• _EXERCISE GOAL_
Please copy each line below that contains the word "freedomofpress".

Top of MATERIAL SUPPLIED

Issue #6774, opened 2023-03-21
building packages should automatically save build log


cfm:
> I do think that if we want to keep publishing build logs long-term it should be automated, e.g. `make build-debs` should also spit out a properly named build log that can be directly committed.

_Originally posted by @legoktm in https://github.com/freedomofpress/securedrop-dev-docs/pull/40#discussion_r1136113719_

* [x] #6787
* [x] freedomofpress/securedrop-client#1789

cfm:
The DX working group discussed the following options today:
1. documenting the use of the `script` command to capture the entire `sd-dvm` build session;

Bottom of MATERIAL SUPPLIED

• _THE ANSWER_
_Originally posted by @legoktm in https://github.com/freedomofpress/securedrop-dev-docs/pull/40#discussion_r1136113719_
* [x] freedomofpress/securedrop-client#1789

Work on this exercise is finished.